Scientists at the University of Helsinki, Finland, discovered quark-matter, a type of matter in which atomic nuclei simply do not exist.
A team of scientists at the University of Helsinki, Finland, found evidence of a new type of matter in the core of neutron stars, according to an article published in early June in the journal Nature Physics. The discovery was made possible by the combination of recent studies on theoretical physics with measurements of gravitational waves caused by the collision between two stars.
Everything around us is made up of atoms with dense nuclei, composed of protons and neutrons and surrounded by electrons with a negative charge. Within a neutron star, this atomic matter collapses and becomes an extremely dense type of nuclear matter – which is why the star is considered a huge core.
Scientists theorized that at the core of a more massive neutron star this collapse would be so great that matter would transform into a new state, known as quark-matter, in which atomic nuclei simply would not exist. “Confirming the existence of quark cores inside neutron stars has been one of the most important goals of neutron star physics ever since this possibility was first entertained roughly 40 years ago,” said Aleksi Vuorinen, co-author of the research, in a statement.
To investigate the hypothesis, the Finnish scientists combined recent research on nuclear and particle physics with the findings from two astronomical studies – the detection of supermassive neutron stars and the measurement of gravitational waves caused by the merger of two such stars. The researchers thought that the combined analysis of this information would help them to deduce the characteristics and identity of the matter within the neutron stars.
After weeks of studying the data, the strategy worked: the team found that the particles in the core of neutron stars behave as expected from quark-matter. In addition, according to the scientists, the calculations indicate that quark-matter makes up more than half the diameter of the analyzed stars.

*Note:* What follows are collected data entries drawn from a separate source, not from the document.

PR #790, opened 2024-03-11
Fix case of AppKit

ryandesign:
Fixes build on case-sensitive filesystems.

### DIFF
--- a/tunnelblick/ConfigurationManager.h
+++ b/tunnelblick/ConfigurationManager.h
@@ -29,7 +29,7 @@
  */
 
 #import "defines.h"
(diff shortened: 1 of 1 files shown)


ryandesign:
> Several other folders have upper-case names, so I assume they may cause a problem, too.

The other folders seem to be referred to by the correct case in the Xcode project.

> As to the error about 54 .lproj folders, that might be corrected if you do Product >> Clean Build Folder before building.

Thanks, I will try again later. I did look in the project's Resources, to the extent that I understand what they mean by that, and there sure seemed to be more than 12 of them there.

PR #827, opened 2024-11-17
Update tunnelblick-uninstaller.sh to fix unicode not equal

mcoliver:
should be != not the unicode ≠


jkbullard:
@mcoliver - Thanks for catching this!

PR #856, opened 2025-06-25
Adds support for client-pending-auth using INFOMSG:CR_TEXT request

hanzhinstas:
See Tunnelblick#676 for protocol details. This change is a simple implementation and has some TODO left as I'm not an Objective-C developer at all.

Tested locally.

### DIFF
--- a/tunnelblick/VPNConnection.m
+++ b/tunnelblick/VPNConnection.m
@@ -4590,6 +4590,48 @@ static pthread_mutex_t lastStateMutex = PTHREAD_MUTEX_INITIALIZER;
         return;
     }
 
+    if (  [line hasPrefix: @">INFOMSG:CR_TEXT:"]  ) {
+        // This is currently not supporting any flags; it just opens the given URL
+        // in the default web browser.
+        NSString *pattern = @"^>INFOMSG:CR_TEXT:([^:]*):(.+)";
+        NSError *error = nil;
+
+        NSRegularExpression *regex = [NSRegularExpression regularExpressionWithPattern:pattern options:0 error:&error];
+        if (error) {
+            NSLog(@"Error creating regular expression: %@", error);
+            return;
+        }
+
+        NSRange range = NSMakeRange(0, line.length);
+        NSTextCheckingResult *match = [regex firstMatchInString:line options:0 range:range];
+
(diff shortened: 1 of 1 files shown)


jkbullard:
Thanks!

I realize you modeled this after PR #766, which uses a regular expression (regex), but after the ">INFOMSG:CR_TEXT:", there are only two fields, separated by a colon: the flags and the prompt text. Parsing the line something like the following avoids a regex:
```
    NSRange r = NSMakeRange(@">INFOMSG:CR_TEXT:".length, line.length - @">INFOMSG:CR_TEXT:".length);
    NSArray items = [[line substringWithRange: r] componentsSeparatedByString: @":"];
    if (  items.count != 2. ) {
        NSLog(@"Syntax error in management command '%@'", line);
        return;
    }
    NSString * promptString = [items objectAtIndex: 0];
    NSString * flagsString = [items objectAtIndex: 1];
```
 4. The flag arguments for `getResponseToChallenge:echoResponse:responseRequired:isStatic:` are then easily set from flagsString with something like:
```
    NSArray * flags = [flagsString componentsSeparatedByString @","];
    BOOL echo = [flags containsObject: @"E"];
    BOOL required = [flags containsObject: @"R"];
```
5. Suggestion (if a regex is still used): add the contents of the `line` variable in the error message to help debugging if the regex doesn't match.
6. Suggestion: break up line 4627: create an NSString with the base64-encoded response in one line, and send it to the socket in a second line.

hanzhinstas:
I would also suggest refactoring getResponseToChallenge in a separate PR as isStatic is something from other 2fa flow that assumes you have some scripts for either static or dynamic CR. Here we don't probably need this (and all the filesystem lookups too).

jkbullard:
>  I'm ready to patch dropping these quotes.

I don't think that's necessary at this point. If it works for you with the double-quotes, I think they can be left in.

My comment was for the record in case it causes a problem in the future.

hanzhinstas:
@jkbullard may I ask you to include this to 8.1? We really need this as OpenVPNConnect that supports CR_TEXT may in rare cases get in conflict with Tunnelblick and AnyConnect (race conditions) and we suffer from this

PR #871, opened 2025-11-28
External certificate and signing facility support

ne-bknn:
Hi!

About 6 month ago I asked about Tunnelblick support for Secure Enclave-backed keys on the discussion group: https://groups.google.com/g/tunnelblick-discuss/c/9ymj0RJLdjM/m/Ayrum2PjAgAJ, via the management interface's external-cert and external-key features.

I agree with your position that my initial proposal was too big and ambitious, and your alternative is perfectly reasonable. And I am grateful that you offered a viable alternative instead of rejecting right away. Unfortunately I was pulled elsewhere in my company, thus the ghosting)

I've implemented the signing server in Swift (making last adjustments to open the repo, will post here in a few days)...

...and LLM-generated your vision of the feature into Tunnelblick, just as the proof of concept and to test my side of things. Feature spec, if you like. I have some experience with Swift and lots with pure C, but none with Objective-C. For me the patch seems all right, but I do not expect you to merge this; this may be very bad and I would have no idea.

So, the question is, what needs to happen for this feature (mine or one rewritten from scratch) to land in Tunnelblick?

### DIFF
--- a/tunnelblick/VPNConnection.h
+++ b/tunnelblick/VPNConnection.h
@@ -164,6 +164,10 @@ struct Statistics {
 
 	BOOL volatile   skipConfigurationUpdateCheckOnce; // True only after have skipped a configuration update, so the next
 													  // connection attempt will not try to check for the update
+    
+    // External key proxy support (for --management-external-key and --management-external-cert)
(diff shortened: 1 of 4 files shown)


ne-bknn:
I've released the signing server: https://github.com/ne-bknn/nailed

PR #900, opened 2026-07-05
Clarify 'Display connection timers' info text

MiMoHo:
### What this PR now does

Following the maintainer's feedback below, this PR no longer changes any behavior. As suggested, it now only revises the pop-up description of the "Display connection timers" checkbox (Preferences → Appearance) so that it describes what the timer shows in each phase:

- while a connection attempt is being made: the time that has elapsed trying to make the connection,
- when a connection is made: the timer restarts and shows the time that has elapsed since the connection was made,
- while a disconnect attempt is being made: the timer restarts and shows the time that has elapsed trying to disconnect.

The previous description only mentioned "the time since a connection was established", which is what led to this PR in the first place.

The original behavior-change commit has been reverted in-branch; the net diff against `main` is the info-text change in `AppearanceView.m` only.

🤖 Generated with [Claude Code](https://claude.com/claude-code)

### DIFF
--- a/tunnelblick/AppearanceView.m
+++ b/tunnelblick/AppearanceView.m
@@ -139,7 +139,10 @@ TBSYNTHESIZE_OBJECT_GET(retain, TBButton *,        appearanceDisplayStatisticsWi
 	
 	[appearanceDisplayConnectionTimersCheckbox
 	  setTitle: NSLocalizedString(@"Display connection timers", @"Checkbox name")
-	 infoTitle: attributedStringFromHTML(NSLocalizedString(@"<p><strong>When checked</strong>, the time since a connection was established is displayed in the Tunnelblick menu and in the title of the VPN Details window.</p>",
+	 infoTitle: attributedStringFromHTML(NSLocalizedString(@"<p><strong>When checked</strong>, a timer is displayed in the Tunnelblick menu and in the title of the VPN Details window:</p>\n"
+														   @"<p>While a connection attempt is being made, the timer displays the time that has elapsed trying to make the connection."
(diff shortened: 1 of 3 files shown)


jkbullard:
Thanks, but I don't think I want to change the current behavior.

Currently, while a connection attempt is being made, the timer contains and the UI displays the time that has elapsed trying to make a connection. Then, when a connection is made, it shows the time that has elapsed since the connection. Finally, while a disconnect attempt is being made, the timer shows the time trying to disconnect.

As I understand it, this PR would modify this behavior by showing 0:00 until a connection is made. I don't think that's good; it displays _less_ information. It is sometimes helpful to see how long it takes to make the connection, and how long it takes to disconnect, and this PR would make that more difficult.

I admit that the variable names "connectedSince", "connectedSinceDate", etc., are a bit misleading. They could be renamed to be "connectedOrConnectingOrDisconnectingSince...", but that's a bit unwieldy.

This does point out that the pop-up description of the "Display connection timers" checkbox could be revised to describe more fully what the timer shows while connecting and disconnecting.

MiMoHo:
Thanks for the explanation — understood and agreed: seeing how long connect and disconnect attempts take is useful information, and the behavior should stay as it is.

I have reworked this PR accordingly: the behavior change is reverted, and the PR now only revises the pop-up description of the "Display connection timers" checkbox, as you suggested, with wording based on your description above. The net diff is now a single string in `AppearanceView.m`. Happy to adjust the wording — or to close this PR if you would rather handle it another way.

jkbullard:
Thanks, the wording looks fine. It would be nice if you break the last paragraph into three bullet points (an HTML unordered list); that would make it easier to read.

PR #904, opened 2026-08-13
fix: harden tunnelblickd accept-loop error handling

SebTardif:
## Summary

Hardens `tunnelblickd`'s accept loop so bad clients do not leak file
descriptors, crash the daemon, or take it down via `goto done`.

## Problem

After `accept()`, several error paths used `continue` without
`close(filedesc)`, so failed clients leaked sockets until the 100-event
process recycle.

`getpwuid(client_euid)` was used without a NULL check, so a peer UID with
no passwd entry could crash the root daemon.

Username/home UTF-8 failures used `goto done`, which exits the whole
daemon instead of dropping that connection.

Read errors were logged with `Error from read(): &m`, so errno was never
expanded (`%m` is the asl/syslog form used elsewhere in this file).

## Change

- Close the client FD on every post-accept error path before `continue`
- NULL-check `getpwuid`; on failure, log, close, continue
- UTF-8 username/home failures: close and continue (not `goto done`)
- Fix read-error log format: `&m` -> `%m`

## Validation

- Source inspection of the accept loop (all post-accept continues close)
- Host checks: format string does not expand `&m`; NULL passwd path is handled
- Full Xcode build of Tunnelblick not run in this environment (third_party /
  notarized app build)

## References

- Accept-loop pattern from 33223141 (2015, launchd daemon era)
- getpwuid path refined in 945fca65 (2020)

### DIFF
--- a/tunnelblick/tunnelblickd.m
+++ b/tunnelblick/tunnelblickd.m
@@ -752,7 +752,8 @@ int main(void) {
 		if (  0 != getpeereid(filedesc, &client_euid, &client_egid)  ) {
 			asl_log(asl, log_msg, ASL_LEVEL_ERR, "Could not obtain peer credentials from unix domain socket: %m; our uid = %lu; our euid = %lu; our gid = %lu; our egid = %lu",
 					(unsigned long)getuid(), (unsigned long)geteuid(), (unsigned long)getgid(), (unsigned long)getegid());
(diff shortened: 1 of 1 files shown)


jkbullard:
Thanks! This looks good at first glance. It will be a while (possibly weeks?) before I accept it into the main branch; I'm pretty busy.

PR #5580, opened 2025-07-28
fix: skip full sync during partial sync

kostasrim:
During `partial sync` from a master node, the replica enters `LOADING STATE` briefly while it loads the snapshot from the missed journal changes.

https://github.com/dragonflydb/dragonfly/pull/5579 solves this by changing when we switch to loading state. 
 
Partial sync however usually requires to stream a few journal changes and stepping through the `FULL_SYNC` phase of replication (creating a snapshot with pure journal changes) is added work (synchronize all the flows to finish incremental full sync, switch to stable sync etc). 

This PR bypasses `FULL_SYNC` alltogether, and allows the replica to enter `STABLE_SYNC` directly. The master node now sends the lsn items that were missed not as part of a `snapshot` but rather as `stale journal entries`. It effectively moves partial sync synchronization to stable sync where it logically belongs to.

improves #5571

### DIFF
--- a/src/server/dflycmd.cc
+++ b/src/server/dflycmd.cc
@@ -322,7 +322,7 @@ void DflyCmd::Flow(CmdArgList args, RedisReplyBuilder* rb, ConnectionContext* cn
 
     if (lsn_to_start_partial) {
       flow.start_partial_sync_at = *lsn_to_start_partial;
-      sync_type = absl::StrCat("PARTIAL", sf_->journal()->GetLsn());
+      sync_type = "PARTIAL";
       VLOG(1) << "Partial sync requested from LSN=" << flow.start_partial_sync_at.value()
               << " and is available. (current_lsn=" << sf_->journal()->GetLsn() << ")";
     }
--- a/src/server/replica.cc
+++ b/src/server/replica.cc
@@ -766,7 +766,6 @@ error_code Replica::ConsumeDflyStream() {
 
   LOG(INFO) << "Transitioned into stable sync";
   // Transition flows into stable sync.
-  std::atomic<size_t> flows_reached_partial = 0;
   {
     auto shard_cb = [&](unsigned index, auto*) {
       const auto& local_ids = thread_flow_map_[index];
@@ -859,12 +858,7 @@ io::Result<bool> DflyShardReplica::StartSyncFlow(
                               CheckRespFirstTypes({RespExpr::STRING, RespExpr::STRING}));
 
   string_view flow_directive = ToSV(LastResponseArgs()[0].GetBuf());
-  // Fetch the LSN to consider partial sync complete
-  if (!(flow_directive.back() == 'L')) {
-    string_view lsn = flow_directive.substr(7);
-    std::ignore = absl::SimpleAtoi(lsn, &lsn_to_finish_partial_);
-    flow_directive = flow_directive.substr(0, 7);
-  }
+
   string eof_token;
   PC_RETURN_ON_BAD_RESPONSE_T(make_unexpected,
                               flow_directive == "FULL" || flow_directive == "PARTIAL");


kostasrim:
We can now remove all the flows from include (and use) `StartIncrementalSnapshotInShard`

src/server/replica.cc
```diff
@@ -825,6 +844,12 @@ io::Result<bool> DflyShardReplica::StartSyncFlow(
                               CheckRespFirstTypes({RespExpr::STRING, RespExpr::STRING}));
 
   string_view flow_directive = ToSV(LastResponseArgs()[0].GetBuf());
+  // Fetch the LSN to consider partial sync complete
+  if (!(flow_directive.back() == 'L')) {
+    string_view lsn = flow_directive.substr(7);
```
kostasrim: I went overboard with this to keep the metrics. IMO we can slightly change the definition of `partial_success` to fit logically with the idea that partial sync `is stable sync` just with a `few stale` journal changes. So, if we skipped `full_sync` it means partial sync is `successful` even though we are still `lagging behind because the journal changes did not reach us`.

kostasrim: In fact if we follow this, we can remove a few lines :)

dranikpg:
Remind me please:
1. Do we still strive for compatibility with replication with Redis?
2. There's code in rdb_load that can be removed now... or not? 🤔

romange:
Of course we should be able to load from Redis

kostasrim:
> Remind me please:
> 
> 1. Do we still strive for compatibility with replication with Redis?
> 2. There's code in rdb_load that can be removed now... or not? 🤔

1. We don't break any compatibility with Redis. We have different flows for handling a master node that is redis see (`InitiatePSync` and `ConsumeRedisStream`). 
2. In fact Redis should be doing the same thing - skipping full sync and replaying only the journal changes without any additional snapshot or full sync (from Redis: `only incremental replication commands are sent based on the replica's last known offset.`)
3. Yes we can remove code in rdb_save :smile: -- will follow up

.pre-commit-config.yaml
```diff
@@ -31,8 +31,3 @@ repos:
     rev: 25.1.0
     hooks:
       - id: black
-
```
kostasrim, line 34: I had enough of this. False positive after false positive `every time` I merge main to my branch

romange:
Please rebase and make sure the tests pass @kostasrim

kostasrim:
> Please rebase and make sure the tests pass @kostasrim

The tests will pass as soon as  #5727 gets merged. That's why I didn't rebase, this PR is blocked on it

romange:
please rebase

src/server/dflycmd.cc
```diff
@@ -390,10 +403,15 @@ void DflyCmd::StartStable(CmdArgList args, Transaction* tx, RedisReplyBuilder* r
     auto cb = [this, &status, replica_ptr = replica_ptr](EngineShard* shard) {
       FlowInfo* flow = &replica_ptr->flows[shard->shard_id()];
 
-      status = StopFullSyncInThread(flow, &replica_ptr->exec_st, shard);
-      if (*status != OpStatus::OK) {
-        return;
+      // We are doing partial sync. We never started FullSync so we don't need to stop it.
+      bool is_partial = flow->start_partial_sync_at.has_value();
+      if (!is_partial) {
+        status = StopFullSyncInThread(flow, &replica_ptr->exec_st, shard);
```
romange, line 409: what happens when if `!is_partial` ?
1. you run `StopFullSyncInThread`  for that thread only
2. then you run `StartStableSyncInThread` ? 

how this flow works?

src/server/journal/streamer.cc
```diff
@@ -110,13 +110,15 @@ void LogTcpSocketDiagnostics(util::FiberSocketBase* dest) {
 }  // namespace
 
 JournalStreamer::JournalStreamer(journal::Journal* journal, ExecutionState* cntx, SendLsn send_lsn,
-                                 bool is_stable_sync)
+                                 bool is_stable_sync,
```
romange: when each PR adds yet another argument, this quickly becomes unmanageable. 
There are two cases: JournalStreamer and RestoreStreamer. send_lsn and is_stable_sync could be collapsed.
what about partial_sync_lsn ? is it relevant for RestoreStreamer?

src/server/journal/streamer.cc
```diff
@@ -148,14 +150,19 @@ void JournalStreamer::ConsumeJournalChange(const JournalChangeItem& item) {
 void JournalStreamer::Start(util::FiberSocketBase* dest) {
   CHECK(dest_ == nullptr && dest != nullptr);
   dest_ = dest;
-  journal_cb_id_ = journal_->RegisterOnChange(this);
+  // For partial sync we first need to catch up
```
romange:
```suggestion
  // For partial sync we first catch up from journal replication buffer and only then register.
```

src/server/journal/streamer.cc
```diff
@@ -194,6 +201,36 @@ void JournalStreamer::StartStalledDataWriterFiber() {
...
                                              util::fb2::Done* waiter) {
+  // Same algorithm as SwitchIncrementalFb. The only difference is that we don't sent
+  // the old LSN"s via a snapshot but rather as journal changes.
+  if (partial_sync_lsn_ > 0) {
+    LSN lsn = partial_sync_lsn_;
+    DCHECK_LE(lsn, journal_->GetLsn()) << "The replica tried to sync from the future.";
+
+    LOG(INFO) << "Starting partial sync from lsn: " << lsn;
+    using facade::operator""_KB;
+    auto threshold = std::exchange(replication_dispatch_threshold, 8_KB);
```
romange: why overriding the flag?

src/server/journal/streamer.cc
```diff
@@ -194,6 +201,36 @@ void JournalStreamer::StartStalledDataWriterFiber() {
...
+    // The replica sends the LSN of the next entry is wants to receive.
+    while (cntx_->IsRunning() && journal_->IsLSNInBuffer(lsn)) {
```
romange, line 209: what if the loop stopped because `cntx_->IsRunning()` is false?

src/server/replica.h
```diff
@@ -207,15 +207,20 @@ class DflyShardReplica : public ProtocolClient {
...
                                  std::optional<Replica::LastMasterSyncData> data);
 
+  struct PSyncState {
+    std::atomic<size_t>* flows_reached_partial;
+    size_t total_flows_to_finish_partial = 0;
+    size_t* success;
+  };
   // Transition into stable state mode as dfly flow.
-  std::error_code StartStableSyncFlow(ExecutionState* cntx);
+  std::error_code StartStableSyncFlow(ExecutionState* cntx, PSyncState psync);
```
romange: it is not a great interface:  you push a state by value, some of the variables are output, some are input.

src/server/replica.cc
```diff
@@ -743,13 +750,22 @@ error_code Replica::ConsumeDflyStream() {
   };
   RETURN_ON_ERR(exec_st_.SwitchErrorHandler(std::move(err_handler)));
 
+  size_t total_flows_to_finish_partial = 0;
```
romange, line 762: I think stats managing code needs a rewrite. it's hacks upon hacks, just to make it work.

tests/dragonfly/replication_test.py
```diff
@@ -3213,10 +3213,13 @@ async def test_partial_replication_on_same_source_master_with_replica_lsn_inc(df
     s4_sz = await c_s4.dbsize()
     assert s3_sz == s4_sz
 
-    server3.stop()
-    # Check logs for partial replication
-    lines = server3.find_in_logs(f"Started partial sync with localhost:{server2.port}")
-    assert len(lines) == 1
+
+#    await check_all_replicas_finished([c_s4], c_s2)
```
romange: what happens here?

src/server/dflycmd.cc
kostasrim: This scenario can't happen. Either `all flows` do partial or `none` and this is enforced so we can't really reach a mixed state where some flows observe `is_partial` as `true` and some as`false`. The way it works is:

The MainReplicationFiber (our coordinator), sets up flows and state transitions. When the coordinator initiates full-sync (StartSyncInThread) we sent `DFLY FLOW` for each flow. There are 3 cases here:

1. `num_full_flows == num_df_flows` means we enter full-sync
2. `num_full_flows == 0` means we enter partial-sync
3.  none of the two, we submit an error to the context, restart MainReplicationFiber

The coordinator, decides what to do next: If we enter (2) which means `partial sync` then when the replica sents `SendNextPhaseRequest("STARTSTABLE")` all flows in dflycmd will have `bool is_partial = flow->start_partial_sync_at.has_value(); ` set to true.

If we did (1), we enter full sync first and after all full sync cuts are sent, `is_partial = false` 

Either way the semantics are exactly as were before

src/server/journal/streamer.cc
kostasrim: Then it means the context got cancelled and we will exit this loop gracefully and clean up the relevant flows. It's the same as if you had cancelled when the LAG between replica and master was 20 or 50 or 100. No functional difference

src/server/replica.cc
kostasrim: 100% I agree -- I left a comment for this as well

kostasrim: https://github.com/dragonflydb/dragonfly/pull/5580/files#r2237044407

tests/dragonfly/replication_test.py
kostasrim: accidental -- will fix

src/server/journal/streamer.cc
kostasrim: IMO it was a mistake. 1500 is the default MTU size

src/server/journal/streamer.cc
kostasrim: I agree. Will collapse/group them.

>  is it relevant for RestoreStreamer?

No. RestoreStreamer is used only in cluster /migrations and the `partial_sync_lsn` is irrelevant for that context.

src/server/replica.cc
kostasrim: This is the only comment I did not address as it is something I want to follow up on a separate PR.

If you disagree -- I will do it here.

src/server/journal/streamer.cc
romange: but I look at the code and I see we continue with  `journal_cb_id_ = journal_->RegisterOnChange(this);` even if cntx got cancelled. is it ok?

src/server/replica.cc
romange: there is no rush to submit it, so there is no reason to split this change into writing a hack and then fixing it.

src/server/journal/streamer.cc
kostasrim: Oh I now understand your comment. SO your concern is, that we register the callback `after` we cancelled and because of that, the callback will stay registered. 

I think your comment is valid and this is a bug. WIll get to it

kostasrim: @romange 

Three things:

1. I also forgot to add a check and cancel the context if we couldn't replay all the LSN's in time (that is, they became stale by the time we started partial sync). This is the same cancelation as it used to exist in incremental snapshot just pushed at a different time/flow

2. I added a check after the loop to make sure that we don't Register the callback if the context got cancelled.

3. I removed the `psync_success/attempt` metrics. There is no simple way to achieve this -- or at least not one I could think of. Before the changes: if we reached stable sync and the flow was `partial` we knew that partial sync was successful. However now, we enter stable sync directly and stream the missing LSN's so we don't have a notion from the replica point of view that partial sync finished: we just receive LSN's in stable sync.

src/server/replica.cc
```diff
@@ -283,8 +283,8 @@ void Replica::MainReplicationFb(std::optional<LastMasterSyncData> last_master_sy
     else
       ec = ConsumeRedisStream();
 
-    auto state = state_mask_ &= R_ENABLED;
-    if (state & R_ENABLED) {  // replication was not stopped.
+    state_mask_ &= R_ENABLED;
+    if (state_mask_ & R_ENABLED) {  // replication was not stopped.
```
romange, line 287:
```suggestion
    if (state_mask_) {  // replication was not stopped.
```

romange (approved):

PR #5583, opened 2025-07-29
fix: temporary set ignore_crc=false during serialization for backward compatibility

BorysTheDev:
To be backward compatible with older versions during migration, we will still calculate the CRC for RESTORE commands during the serialization process


dranikpg:
The cleanest solution would be it would be version agnostic 😝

The researchers add that further studies on the subject are needed, as there are still many uncertainties associated with the exact structure of neutron stars. Still, they believe the new research is a big step for astronomy and physics as a whole. “There is reason to believe that the golden age of gravitational wave astrophysics is just beginning, and that we will shortly witness many more leaps like this in our understanding of nature,” noted Vuorinen.